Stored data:
● ● ● ●

PR #252, opened 2021-01-06
fix stackoverflow on pdfmerger

Poltuu:
Example found on 68-1990-01_A.pdf:

Obj Ref1
 Kids [Ref2]

Obj Ref2
 Parent Ref1

Let me know if ther is a better/preferred way to handle reference cycles.

### DIFF
--- a/src/UglyToad.PdfPig/Writer/PdfMerger.cs
+++ b/src/UglyToad.PdfPig/Writer/PdfMerger.cs
@@ -415,15 +415,15 @@
                                 return newReferenceToken;
                             }
 
-                            var tokenObject = DirectObjectFinder.Get<IToken>(referenceToken.Data, tokenScanner);
+                            //we add the token to referencesFromDocument to prevent stackoverflow on references cycles 
+                            newReferenceToken = context.ReserveNumberToken();
+                            referencesFromDocument.Add(referenceToken, newReferenceToken);
 
+                            var tokenObject = DirectObjectFinder.Get<IToken>(referenceToken.Data, tokenScanner);
                             Debug.Assert(!(tokenObject is IndirectReferenceToken));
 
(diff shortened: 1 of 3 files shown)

● ● ● ●

▸ **WHAT YOU NEED TO DO**:
Each line from the one holding "newReferenceToken = context.ReserveNumberToken();" through the last line of the data is to be transcribed exactly, with nothing else added.

▸ **EXPECTED ANSWER**:
+                            newReferenceToken = context.ReserveNumberToken();
+                            referencesFromDocument.Add(referenceToken, newReferenceToken);
 
+                            var tokenObject = DirectObjectFinder.Get<IToken>(referenceToken.Data, tokenScanner);
                             Debug.Assert(!(tokenObject is IndirectReferenceToken));
 
(diff shortened: 1 of 3 files shown)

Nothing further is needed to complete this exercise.